:: PROVIDED DATA ::
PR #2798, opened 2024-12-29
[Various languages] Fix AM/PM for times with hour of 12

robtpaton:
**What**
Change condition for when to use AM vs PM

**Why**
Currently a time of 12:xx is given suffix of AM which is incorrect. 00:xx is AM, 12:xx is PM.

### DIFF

--

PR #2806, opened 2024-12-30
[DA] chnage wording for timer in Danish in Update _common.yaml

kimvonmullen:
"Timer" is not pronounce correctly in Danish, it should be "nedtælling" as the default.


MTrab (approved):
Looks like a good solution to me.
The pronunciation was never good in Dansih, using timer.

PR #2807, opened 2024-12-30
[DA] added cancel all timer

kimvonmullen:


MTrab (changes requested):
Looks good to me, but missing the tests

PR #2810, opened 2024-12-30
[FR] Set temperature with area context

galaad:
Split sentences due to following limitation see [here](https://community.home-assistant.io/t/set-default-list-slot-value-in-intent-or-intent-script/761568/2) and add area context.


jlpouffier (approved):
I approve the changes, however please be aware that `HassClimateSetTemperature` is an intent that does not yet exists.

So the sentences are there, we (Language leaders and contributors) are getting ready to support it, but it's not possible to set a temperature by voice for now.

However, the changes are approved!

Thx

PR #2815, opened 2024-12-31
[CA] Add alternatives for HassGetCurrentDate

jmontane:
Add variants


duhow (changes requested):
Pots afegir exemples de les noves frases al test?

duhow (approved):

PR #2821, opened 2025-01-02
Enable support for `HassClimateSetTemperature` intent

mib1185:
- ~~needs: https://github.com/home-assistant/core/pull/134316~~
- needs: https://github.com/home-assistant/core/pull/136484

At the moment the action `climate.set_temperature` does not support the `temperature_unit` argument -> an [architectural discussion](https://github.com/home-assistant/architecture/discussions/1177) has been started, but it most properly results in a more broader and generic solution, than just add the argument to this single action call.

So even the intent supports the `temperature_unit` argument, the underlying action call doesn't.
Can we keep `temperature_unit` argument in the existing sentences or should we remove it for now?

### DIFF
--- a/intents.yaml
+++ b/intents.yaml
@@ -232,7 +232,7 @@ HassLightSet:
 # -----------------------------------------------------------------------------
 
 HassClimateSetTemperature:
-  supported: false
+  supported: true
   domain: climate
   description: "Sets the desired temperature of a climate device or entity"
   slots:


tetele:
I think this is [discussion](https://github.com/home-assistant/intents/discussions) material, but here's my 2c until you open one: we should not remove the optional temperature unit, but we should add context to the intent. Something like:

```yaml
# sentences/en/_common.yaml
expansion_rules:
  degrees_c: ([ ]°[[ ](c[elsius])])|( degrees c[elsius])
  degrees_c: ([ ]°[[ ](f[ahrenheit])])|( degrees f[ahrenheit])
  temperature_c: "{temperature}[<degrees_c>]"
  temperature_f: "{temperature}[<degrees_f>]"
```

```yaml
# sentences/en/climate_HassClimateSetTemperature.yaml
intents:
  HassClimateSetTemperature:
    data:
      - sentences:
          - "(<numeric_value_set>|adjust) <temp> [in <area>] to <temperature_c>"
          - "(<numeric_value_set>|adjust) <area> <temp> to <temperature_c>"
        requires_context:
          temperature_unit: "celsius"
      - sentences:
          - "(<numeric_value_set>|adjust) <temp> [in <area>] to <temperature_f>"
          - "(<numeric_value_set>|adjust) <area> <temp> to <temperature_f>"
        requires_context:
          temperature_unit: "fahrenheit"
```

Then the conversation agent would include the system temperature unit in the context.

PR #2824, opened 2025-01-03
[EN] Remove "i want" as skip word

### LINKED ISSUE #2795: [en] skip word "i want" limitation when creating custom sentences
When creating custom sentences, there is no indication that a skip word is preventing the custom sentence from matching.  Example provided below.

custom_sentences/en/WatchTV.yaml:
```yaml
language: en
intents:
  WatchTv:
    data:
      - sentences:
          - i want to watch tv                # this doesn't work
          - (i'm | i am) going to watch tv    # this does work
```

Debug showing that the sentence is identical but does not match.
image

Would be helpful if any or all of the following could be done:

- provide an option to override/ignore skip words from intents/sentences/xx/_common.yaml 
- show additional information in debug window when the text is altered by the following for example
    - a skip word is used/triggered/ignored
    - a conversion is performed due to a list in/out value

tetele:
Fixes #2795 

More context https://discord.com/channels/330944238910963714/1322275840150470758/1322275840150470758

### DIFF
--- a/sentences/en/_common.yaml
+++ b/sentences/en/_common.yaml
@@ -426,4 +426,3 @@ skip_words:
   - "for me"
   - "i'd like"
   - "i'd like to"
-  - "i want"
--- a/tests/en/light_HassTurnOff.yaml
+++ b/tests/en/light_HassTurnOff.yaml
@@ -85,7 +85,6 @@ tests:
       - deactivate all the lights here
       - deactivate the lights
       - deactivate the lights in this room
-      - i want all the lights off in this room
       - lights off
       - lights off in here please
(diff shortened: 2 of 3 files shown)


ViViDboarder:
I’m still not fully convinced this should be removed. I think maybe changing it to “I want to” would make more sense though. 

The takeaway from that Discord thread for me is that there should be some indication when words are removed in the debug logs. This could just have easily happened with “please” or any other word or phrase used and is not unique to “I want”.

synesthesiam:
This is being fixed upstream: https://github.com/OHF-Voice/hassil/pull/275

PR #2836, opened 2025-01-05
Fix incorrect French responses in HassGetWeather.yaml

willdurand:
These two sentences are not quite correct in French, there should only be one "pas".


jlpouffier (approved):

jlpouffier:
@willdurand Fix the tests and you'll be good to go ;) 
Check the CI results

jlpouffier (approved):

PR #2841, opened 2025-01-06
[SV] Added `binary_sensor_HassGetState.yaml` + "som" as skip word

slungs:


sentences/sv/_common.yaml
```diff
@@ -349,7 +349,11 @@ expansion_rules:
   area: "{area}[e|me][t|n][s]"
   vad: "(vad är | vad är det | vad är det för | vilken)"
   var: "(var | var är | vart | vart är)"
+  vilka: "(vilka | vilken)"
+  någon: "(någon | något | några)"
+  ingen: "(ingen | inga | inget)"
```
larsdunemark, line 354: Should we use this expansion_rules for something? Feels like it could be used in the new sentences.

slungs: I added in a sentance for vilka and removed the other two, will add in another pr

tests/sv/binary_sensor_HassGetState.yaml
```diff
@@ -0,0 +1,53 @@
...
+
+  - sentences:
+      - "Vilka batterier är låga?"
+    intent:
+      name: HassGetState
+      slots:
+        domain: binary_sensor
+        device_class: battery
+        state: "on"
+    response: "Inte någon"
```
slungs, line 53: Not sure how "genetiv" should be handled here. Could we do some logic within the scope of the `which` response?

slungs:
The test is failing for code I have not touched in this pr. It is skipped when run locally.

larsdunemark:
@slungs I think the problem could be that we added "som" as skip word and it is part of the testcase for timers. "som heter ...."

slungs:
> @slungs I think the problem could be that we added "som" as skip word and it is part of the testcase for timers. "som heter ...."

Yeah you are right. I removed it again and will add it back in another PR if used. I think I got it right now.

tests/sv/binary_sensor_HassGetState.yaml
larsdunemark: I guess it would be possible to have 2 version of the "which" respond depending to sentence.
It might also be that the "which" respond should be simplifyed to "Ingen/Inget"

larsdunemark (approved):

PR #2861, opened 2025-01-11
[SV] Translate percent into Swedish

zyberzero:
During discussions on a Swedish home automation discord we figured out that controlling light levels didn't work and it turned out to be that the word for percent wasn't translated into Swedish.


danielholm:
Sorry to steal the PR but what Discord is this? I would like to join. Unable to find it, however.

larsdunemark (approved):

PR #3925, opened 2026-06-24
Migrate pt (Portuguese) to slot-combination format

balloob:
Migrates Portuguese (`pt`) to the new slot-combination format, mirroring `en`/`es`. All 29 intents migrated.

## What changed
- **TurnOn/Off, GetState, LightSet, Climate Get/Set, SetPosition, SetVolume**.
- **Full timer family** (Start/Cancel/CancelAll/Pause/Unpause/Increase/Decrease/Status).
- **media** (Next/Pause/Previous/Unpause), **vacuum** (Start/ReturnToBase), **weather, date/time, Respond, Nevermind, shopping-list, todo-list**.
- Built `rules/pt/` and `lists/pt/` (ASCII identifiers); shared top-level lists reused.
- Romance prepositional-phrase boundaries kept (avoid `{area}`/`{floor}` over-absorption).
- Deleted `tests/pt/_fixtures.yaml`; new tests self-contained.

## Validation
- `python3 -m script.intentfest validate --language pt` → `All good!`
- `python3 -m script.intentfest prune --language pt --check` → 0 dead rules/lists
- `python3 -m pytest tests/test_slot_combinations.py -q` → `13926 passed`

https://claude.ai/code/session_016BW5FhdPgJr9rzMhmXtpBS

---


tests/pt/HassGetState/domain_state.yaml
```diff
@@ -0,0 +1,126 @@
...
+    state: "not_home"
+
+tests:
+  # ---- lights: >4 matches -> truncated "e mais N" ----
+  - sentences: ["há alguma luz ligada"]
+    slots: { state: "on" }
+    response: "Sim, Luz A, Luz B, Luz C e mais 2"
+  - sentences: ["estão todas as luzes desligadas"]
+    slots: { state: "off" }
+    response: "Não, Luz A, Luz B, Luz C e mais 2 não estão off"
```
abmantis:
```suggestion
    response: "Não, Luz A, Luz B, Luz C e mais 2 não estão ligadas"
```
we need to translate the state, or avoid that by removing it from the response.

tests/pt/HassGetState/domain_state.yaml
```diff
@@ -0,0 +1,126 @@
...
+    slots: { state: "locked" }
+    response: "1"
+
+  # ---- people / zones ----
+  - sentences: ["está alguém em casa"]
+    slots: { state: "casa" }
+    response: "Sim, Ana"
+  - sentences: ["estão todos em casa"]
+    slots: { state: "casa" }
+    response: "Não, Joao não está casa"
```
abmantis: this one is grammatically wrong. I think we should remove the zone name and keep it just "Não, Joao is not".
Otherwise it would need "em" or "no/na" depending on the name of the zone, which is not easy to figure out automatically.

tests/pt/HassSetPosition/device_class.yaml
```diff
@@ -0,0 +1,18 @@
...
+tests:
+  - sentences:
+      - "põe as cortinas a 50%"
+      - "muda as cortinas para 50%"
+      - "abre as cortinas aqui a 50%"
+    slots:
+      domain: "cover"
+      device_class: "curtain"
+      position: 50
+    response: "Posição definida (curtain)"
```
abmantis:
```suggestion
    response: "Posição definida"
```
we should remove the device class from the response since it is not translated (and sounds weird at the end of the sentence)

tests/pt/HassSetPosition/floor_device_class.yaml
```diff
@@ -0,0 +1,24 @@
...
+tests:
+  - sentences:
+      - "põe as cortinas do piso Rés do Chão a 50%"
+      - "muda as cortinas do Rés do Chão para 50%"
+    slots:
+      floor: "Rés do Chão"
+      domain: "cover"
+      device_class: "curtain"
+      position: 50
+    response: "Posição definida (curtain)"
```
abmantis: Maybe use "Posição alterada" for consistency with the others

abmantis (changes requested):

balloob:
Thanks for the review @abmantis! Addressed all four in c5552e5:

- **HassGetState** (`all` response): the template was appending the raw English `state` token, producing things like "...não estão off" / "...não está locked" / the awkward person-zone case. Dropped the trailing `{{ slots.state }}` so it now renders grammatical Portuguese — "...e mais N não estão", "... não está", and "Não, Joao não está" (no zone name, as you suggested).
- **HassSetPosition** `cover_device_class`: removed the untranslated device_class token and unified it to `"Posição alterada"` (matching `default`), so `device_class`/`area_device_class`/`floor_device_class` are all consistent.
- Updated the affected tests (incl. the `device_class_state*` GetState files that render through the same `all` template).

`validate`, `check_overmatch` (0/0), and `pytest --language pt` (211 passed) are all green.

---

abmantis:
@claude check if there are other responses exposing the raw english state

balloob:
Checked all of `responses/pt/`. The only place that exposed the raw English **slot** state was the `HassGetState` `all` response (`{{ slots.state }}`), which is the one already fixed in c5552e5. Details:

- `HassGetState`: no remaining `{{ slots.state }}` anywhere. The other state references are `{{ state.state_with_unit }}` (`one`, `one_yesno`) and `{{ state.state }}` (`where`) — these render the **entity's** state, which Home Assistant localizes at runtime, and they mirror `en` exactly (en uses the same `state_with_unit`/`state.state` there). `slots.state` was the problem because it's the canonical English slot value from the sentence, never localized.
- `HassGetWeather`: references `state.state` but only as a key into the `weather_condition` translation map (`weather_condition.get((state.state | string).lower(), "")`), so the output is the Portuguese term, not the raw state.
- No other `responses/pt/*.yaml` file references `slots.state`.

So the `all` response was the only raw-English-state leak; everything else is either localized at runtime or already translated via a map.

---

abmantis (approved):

...

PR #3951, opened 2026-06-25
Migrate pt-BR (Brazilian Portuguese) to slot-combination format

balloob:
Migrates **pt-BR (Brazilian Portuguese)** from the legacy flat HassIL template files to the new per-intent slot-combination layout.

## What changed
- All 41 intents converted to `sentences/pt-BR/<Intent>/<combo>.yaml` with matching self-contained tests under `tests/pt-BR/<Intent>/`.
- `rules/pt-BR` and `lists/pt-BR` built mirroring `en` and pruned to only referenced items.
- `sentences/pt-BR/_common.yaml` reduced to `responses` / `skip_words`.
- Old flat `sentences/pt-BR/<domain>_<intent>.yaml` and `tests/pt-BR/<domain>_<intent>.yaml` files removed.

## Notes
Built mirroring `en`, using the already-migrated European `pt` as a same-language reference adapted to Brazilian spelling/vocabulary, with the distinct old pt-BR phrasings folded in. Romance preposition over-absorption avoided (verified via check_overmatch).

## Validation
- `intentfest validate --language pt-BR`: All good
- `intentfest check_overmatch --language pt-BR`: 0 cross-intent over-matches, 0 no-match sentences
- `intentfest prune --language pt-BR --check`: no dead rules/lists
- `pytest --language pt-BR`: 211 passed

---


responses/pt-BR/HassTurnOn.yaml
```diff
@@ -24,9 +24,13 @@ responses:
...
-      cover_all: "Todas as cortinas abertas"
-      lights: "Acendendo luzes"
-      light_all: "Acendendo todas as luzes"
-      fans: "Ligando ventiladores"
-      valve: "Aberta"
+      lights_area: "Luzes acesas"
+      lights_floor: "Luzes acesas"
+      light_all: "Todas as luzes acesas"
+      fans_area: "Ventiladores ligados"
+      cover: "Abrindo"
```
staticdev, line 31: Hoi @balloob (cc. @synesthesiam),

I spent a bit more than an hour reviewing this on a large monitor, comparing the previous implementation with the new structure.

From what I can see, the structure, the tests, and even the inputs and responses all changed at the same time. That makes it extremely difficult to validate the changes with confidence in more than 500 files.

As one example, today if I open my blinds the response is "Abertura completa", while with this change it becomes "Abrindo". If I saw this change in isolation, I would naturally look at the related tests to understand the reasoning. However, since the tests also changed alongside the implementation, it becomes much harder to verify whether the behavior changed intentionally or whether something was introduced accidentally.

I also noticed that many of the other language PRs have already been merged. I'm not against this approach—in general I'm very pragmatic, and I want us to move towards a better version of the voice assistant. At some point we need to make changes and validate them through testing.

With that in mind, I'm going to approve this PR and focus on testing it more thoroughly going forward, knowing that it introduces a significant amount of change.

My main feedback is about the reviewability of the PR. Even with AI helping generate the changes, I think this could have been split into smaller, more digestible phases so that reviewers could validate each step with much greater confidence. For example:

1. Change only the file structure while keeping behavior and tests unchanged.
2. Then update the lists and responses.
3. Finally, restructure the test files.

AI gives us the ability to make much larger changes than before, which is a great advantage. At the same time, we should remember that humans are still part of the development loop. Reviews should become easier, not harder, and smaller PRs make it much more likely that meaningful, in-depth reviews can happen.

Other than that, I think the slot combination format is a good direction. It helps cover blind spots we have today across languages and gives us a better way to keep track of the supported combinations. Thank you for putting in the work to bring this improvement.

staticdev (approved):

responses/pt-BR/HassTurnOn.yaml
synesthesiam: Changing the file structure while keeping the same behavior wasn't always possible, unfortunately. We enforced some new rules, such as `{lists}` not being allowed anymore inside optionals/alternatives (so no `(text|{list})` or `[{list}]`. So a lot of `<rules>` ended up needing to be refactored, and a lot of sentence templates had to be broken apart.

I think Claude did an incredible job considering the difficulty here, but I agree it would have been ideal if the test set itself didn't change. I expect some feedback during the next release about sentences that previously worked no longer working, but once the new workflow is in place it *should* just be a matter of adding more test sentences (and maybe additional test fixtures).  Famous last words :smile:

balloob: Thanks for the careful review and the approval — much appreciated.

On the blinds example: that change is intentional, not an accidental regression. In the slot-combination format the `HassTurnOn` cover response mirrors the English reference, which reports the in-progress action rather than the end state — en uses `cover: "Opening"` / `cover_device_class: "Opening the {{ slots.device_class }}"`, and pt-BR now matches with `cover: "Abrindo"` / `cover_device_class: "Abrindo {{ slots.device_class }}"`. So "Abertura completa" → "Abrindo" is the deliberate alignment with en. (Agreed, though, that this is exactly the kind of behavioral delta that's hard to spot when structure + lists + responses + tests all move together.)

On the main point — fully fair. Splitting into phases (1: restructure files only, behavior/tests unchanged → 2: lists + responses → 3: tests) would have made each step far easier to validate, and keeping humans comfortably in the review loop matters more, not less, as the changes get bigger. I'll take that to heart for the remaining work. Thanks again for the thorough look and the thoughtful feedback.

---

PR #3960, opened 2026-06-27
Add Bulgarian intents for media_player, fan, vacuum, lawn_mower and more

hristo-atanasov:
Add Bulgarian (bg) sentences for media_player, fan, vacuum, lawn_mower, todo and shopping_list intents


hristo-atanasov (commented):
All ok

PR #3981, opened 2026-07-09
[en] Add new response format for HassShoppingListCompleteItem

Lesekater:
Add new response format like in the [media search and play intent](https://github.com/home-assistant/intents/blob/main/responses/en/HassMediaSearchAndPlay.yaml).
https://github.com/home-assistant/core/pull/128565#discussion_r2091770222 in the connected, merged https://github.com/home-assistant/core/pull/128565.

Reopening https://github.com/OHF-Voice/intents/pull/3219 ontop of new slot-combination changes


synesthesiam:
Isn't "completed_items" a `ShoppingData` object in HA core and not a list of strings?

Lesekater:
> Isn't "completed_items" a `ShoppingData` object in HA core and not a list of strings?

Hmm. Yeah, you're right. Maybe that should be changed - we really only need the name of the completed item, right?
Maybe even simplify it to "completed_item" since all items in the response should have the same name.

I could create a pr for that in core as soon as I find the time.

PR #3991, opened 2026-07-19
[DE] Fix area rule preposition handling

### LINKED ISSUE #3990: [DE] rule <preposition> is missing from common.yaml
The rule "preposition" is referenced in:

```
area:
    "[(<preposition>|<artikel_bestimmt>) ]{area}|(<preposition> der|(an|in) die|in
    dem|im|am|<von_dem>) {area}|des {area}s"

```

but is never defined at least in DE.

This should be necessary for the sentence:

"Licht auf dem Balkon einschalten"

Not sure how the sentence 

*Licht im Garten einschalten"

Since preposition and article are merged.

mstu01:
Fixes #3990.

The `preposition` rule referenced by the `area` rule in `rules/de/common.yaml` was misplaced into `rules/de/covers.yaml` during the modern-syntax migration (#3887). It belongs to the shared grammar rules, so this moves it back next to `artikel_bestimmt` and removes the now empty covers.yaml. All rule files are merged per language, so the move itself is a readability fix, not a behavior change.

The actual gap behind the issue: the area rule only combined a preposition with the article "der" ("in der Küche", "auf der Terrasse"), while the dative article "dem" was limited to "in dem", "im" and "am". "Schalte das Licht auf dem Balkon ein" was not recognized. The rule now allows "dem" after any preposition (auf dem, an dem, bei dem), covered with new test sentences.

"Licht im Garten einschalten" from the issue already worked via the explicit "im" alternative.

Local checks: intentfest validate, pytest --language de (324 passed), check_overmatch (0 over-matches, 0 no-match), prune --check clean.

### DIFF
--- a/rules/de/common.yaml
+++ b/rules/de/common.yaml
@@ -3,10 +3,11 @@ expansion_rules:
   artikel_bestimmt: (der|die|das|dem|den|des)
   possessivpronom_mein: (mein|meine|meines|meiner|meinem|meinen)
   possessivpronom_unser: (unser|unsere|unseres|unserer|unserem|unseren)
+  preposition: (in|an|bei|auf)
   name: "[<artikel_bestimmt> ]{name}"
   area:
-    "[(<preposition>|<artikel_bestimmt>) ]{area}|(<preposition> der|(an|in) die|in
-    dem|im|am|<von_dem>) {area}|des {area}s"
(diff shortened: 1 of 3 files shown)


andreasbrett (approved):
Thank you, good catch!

:: YOUR TASK ::
If a line in the records contains the word "flat", copy it out.

:: ANSWER TO THE PROBLEM ::
Migrates **pt-BR (Brazilian Portuguese)** from the legacy flat HassIL template files to the new per-intent slot-combination layout.
- Old flat `sentences/pt-BR/<domain>_<intent>.yaml` and `tests/pt-BR/<domain>_<intent>.yaml` files removed.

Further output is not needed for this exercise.